__Study material__.
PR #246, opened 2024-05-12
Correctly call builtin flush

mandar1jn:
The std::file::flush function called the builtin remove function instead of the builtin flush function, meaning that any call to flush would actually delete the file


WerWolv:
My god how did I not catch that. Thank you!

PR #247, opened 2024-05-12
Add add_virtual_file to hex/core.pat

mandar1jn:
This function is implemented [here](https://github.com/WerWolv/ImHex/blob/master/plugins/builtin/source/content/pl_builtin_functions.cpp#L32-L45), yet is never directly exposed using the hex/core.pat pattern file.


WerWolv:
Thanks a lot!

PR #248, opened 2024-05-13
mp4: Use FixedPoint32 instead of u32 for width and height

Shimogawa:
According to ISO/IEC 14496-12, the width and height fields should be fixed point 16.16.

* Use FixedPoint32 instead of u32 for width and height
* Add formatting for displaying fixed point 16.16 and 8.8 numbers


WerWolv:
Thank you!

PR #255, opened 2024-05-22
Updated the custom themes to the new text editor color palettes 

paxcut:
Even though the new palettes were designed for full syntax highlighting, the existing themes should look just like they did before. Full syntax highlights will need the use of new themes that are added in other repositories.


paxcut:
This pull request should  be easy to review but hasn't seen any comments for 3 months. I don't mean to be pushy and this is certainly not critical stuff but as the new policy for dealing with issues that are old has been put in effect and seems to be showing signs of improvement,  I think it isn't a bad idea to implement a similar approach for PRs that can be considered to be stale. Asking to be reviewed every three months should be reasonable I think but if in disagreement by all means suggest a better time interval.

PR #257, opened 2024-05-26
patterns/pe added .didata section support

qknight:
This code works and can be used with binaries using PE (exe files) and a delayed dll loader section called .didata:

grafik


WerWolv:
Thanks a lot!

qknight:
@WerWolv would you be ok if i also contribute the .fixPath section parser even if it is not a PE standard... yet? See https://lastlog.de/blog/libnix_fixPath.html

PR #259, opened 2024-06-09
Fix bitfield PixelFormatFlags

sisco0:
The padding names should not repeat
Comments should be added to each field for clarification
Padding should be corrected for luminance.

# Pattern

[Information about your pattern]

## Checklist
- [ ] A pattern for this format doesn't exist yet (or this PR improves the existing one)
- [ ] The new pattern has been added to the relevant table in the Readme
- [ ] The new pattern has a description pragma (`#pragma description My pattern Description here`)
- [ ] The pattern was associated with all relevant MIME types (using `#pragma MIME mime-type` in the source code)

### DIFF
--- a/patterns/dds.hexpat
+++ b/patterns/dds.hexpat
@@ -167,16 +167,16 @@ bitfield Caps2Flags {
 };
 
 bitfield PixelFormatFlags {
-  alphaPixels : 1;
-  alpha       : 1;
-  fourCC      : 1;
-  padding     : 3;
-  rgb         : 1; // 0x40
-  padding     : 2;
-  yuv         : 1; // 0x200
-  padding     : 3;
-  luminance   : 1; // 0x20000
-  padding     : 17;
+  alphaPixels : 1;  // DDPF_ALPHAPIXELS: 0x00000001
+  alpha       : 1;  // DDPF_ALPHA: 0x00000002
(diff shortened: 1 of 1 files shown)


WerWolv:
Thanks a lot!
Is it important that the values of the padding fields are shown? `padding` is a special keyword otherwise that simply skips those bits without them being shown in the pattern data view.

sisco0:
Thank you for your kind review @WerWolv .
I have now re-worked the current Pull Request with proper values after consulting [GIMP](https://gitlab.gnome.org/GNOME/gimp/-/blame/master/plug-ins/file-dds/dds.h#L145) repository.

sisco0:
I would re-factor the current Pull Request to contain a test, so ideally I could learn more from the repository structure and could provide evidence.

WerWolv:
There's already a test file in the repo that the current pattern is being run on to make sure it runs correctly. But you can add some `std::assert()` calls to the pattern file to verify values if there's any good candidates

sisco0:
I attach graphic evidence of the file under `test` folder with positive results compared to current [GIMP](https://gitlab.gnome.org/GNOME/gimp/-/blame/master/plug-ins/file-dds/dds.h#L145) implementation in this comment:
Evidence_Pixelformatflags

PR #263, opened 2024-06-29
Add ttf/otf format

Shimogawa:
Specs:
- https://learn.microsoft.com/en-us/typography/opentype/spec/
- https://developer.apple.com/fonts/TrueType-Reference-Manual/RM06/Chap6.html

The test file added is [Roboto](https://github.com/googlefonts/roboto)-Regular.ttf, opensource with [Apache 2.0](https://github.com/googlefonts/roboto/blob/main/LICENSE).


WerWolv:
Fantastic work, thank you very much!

__Task statement__.
Write out all the records above one more time, exactly.

__Answer space__.
PR #246, opened 2024-05-12
Correctly call builtin flush

mandar1jn:
The std::file::flush function called the builtin remove function instead of the builtin flush function, meaning that any call to flush would actually delete the file


WerWolv:
My god how did I not catch that. Thank you!

PR #247, opened 2024-05-12
Add add_virtual_file to hex/core.pat

mandar1jn:
This function is implemented [here](https://github.com/WerWolv/ImHex/blob/master/plugins/builtin/source/content/pl_builtin_functions.cpp#L32-L45), yet is never directly exposed using the hex/core.pat pattern file.


WerWolv:
Thanks a lot!

PR #248, opened 2024-05-13
mp4: Use FixedPoint32 instead of u32 for width and height

Shimogawa:
According to ISO/IEC 14496-12, the width and height fields should be fixed point 16.16.

* Use FixedPoint32 instead of u32 for width and height
* Add formatting for displaying fixed point 16.16 and 8.8 numbers


WerWolv:
Thank you!

PR #255, opened 2024-05-22
Updated the custom themes to the new text editor color palettes 

paxcut:
Even though the new palettes were designed for full syntax highlighting, the existing themes should look just like they did before. Full syntax highlights will need the use of new themes that are added in other repositories.


paxcut:
This pull request should  be easy to review but hasn't seen any comments for 3 months. I don't mean to be pushy and this is certainly not critical stuff but as the new policy for dealing with issues that are old has been put in effect and seems to be showing signs of improvement,  I think it isn't a bad idea to implement a similar approach for PRs that can be considered to be stale. Asking to be reviewed every three months should be reasonable I think but if in disagreement by all means suggest a better time interval.

PR #257, opened 2024-05-26
patterns/pe added .didata section support

qknight:
This code works and can be used with binaries using PE (exe files) and a delayed dll loader section called .didata:

grafik


WerWolv:
Thanks a lot!

qknight:
@WerWolv would you be ok if i also contribute the .fixPath section parser even if it is not a PE standard... yet? See https://lastlog.de/blog/libnix_fixPath.html

PR #259, opened 2024-06-09
Fix bitfield PixelFormatFlags

sisco0:
The padding names should not repeat
Comments should be added to each field for clarification
Padding should be corrected for luminance.

# Pattern

[Information about your pattern]

## Checklist
- [ ] A pattern for this format doesn't exist yet (or this PR improves the existing one)
- [ ] The new pattern has been added to the relevant table in the Readme
- [ ] The new pattern has a description pragma (`#pragma description My pattern Description here`)
- [ ] The pattern was associated with all relevant MIME types (using `#pragma MIME mime-type` in the source code)

### DIFF
--- a/patterns/dds.hexpat
+++ b/patterns/dds.hexpat
@@ -167,16 +167,16 @@ bitfield Caps2Flags {
 };
 
 bitfield PixelFormatFlags {
-  alphaPixels : 1;
-  alpha       : 1;
-  fourCC      : 1;
-  padding     : 3;
-  rgb         : 1; // 0x40
-  padding     : 2;
-  yuv         : 1; // 0x200
-  padding     : 3;
-  luminance   : 1; // 0x20000
-  padding     : 17;
+  alphaPixels : 1;  // DDPF_ALPHAPIXELS: 0x00000001
+  alpha       : 1;  // DDPF_ALPHA: 0x00000002
(diff shortened: 1 of 1 files shown)


WerWolv:
Thanks a lot!
Is it important that the values of the padding fields are shown? `padding` is a special keyword otherwise that simply skips those bits without them being shown in the pattern data view.

sisco0:
Thank you for your kind review @WerWolv .
I have now re-worked the current Pull Request with proper values after consulting [GIMP](https://gitlab.gnome.org/GNOME/gimp/-/blame/master/plug-ins/file-dds/dds.h#L145) repository.

sisco0:
I would re-factor the current Pull Request to contain a test, so ideally I could learn more from the repository structure and could provide evidence.

WerWolv:
There's already a test file in the repo that the current pattern is being run on to make sure it runs correctly. But you can add some `std::assert()` calls to the pattern file to verify values if there's any good candidates

sisco0:
I attach graphic evidence of the file under `test` folder with positive results compared to current [GIMP](https://gitlab.gnome.org/GNOME/gimp/-/blame/master/plug-ins/file-dds/dds.h#L145) implementation in this comment:
Evidence_Pixelformatflags

PR #263, opened 2024-06-29
Add ttf/otf format

Shimogawa:
Specs:
- https://learn.microsoft.com/en-us/typography/opentype/spec/
- https://developer.apple.com/fonts/TrueType-Reference-Manual/RM06/Chap6.html

The test file added is [Roboto](https://github.com/googlefonts/roboto)-Regular.ttf, opensource with [Apache 2.0](https://github.com/googlefonts/roboto/blob/main/LICENSE).


WerWolv:
Fantastic work, thank you very much!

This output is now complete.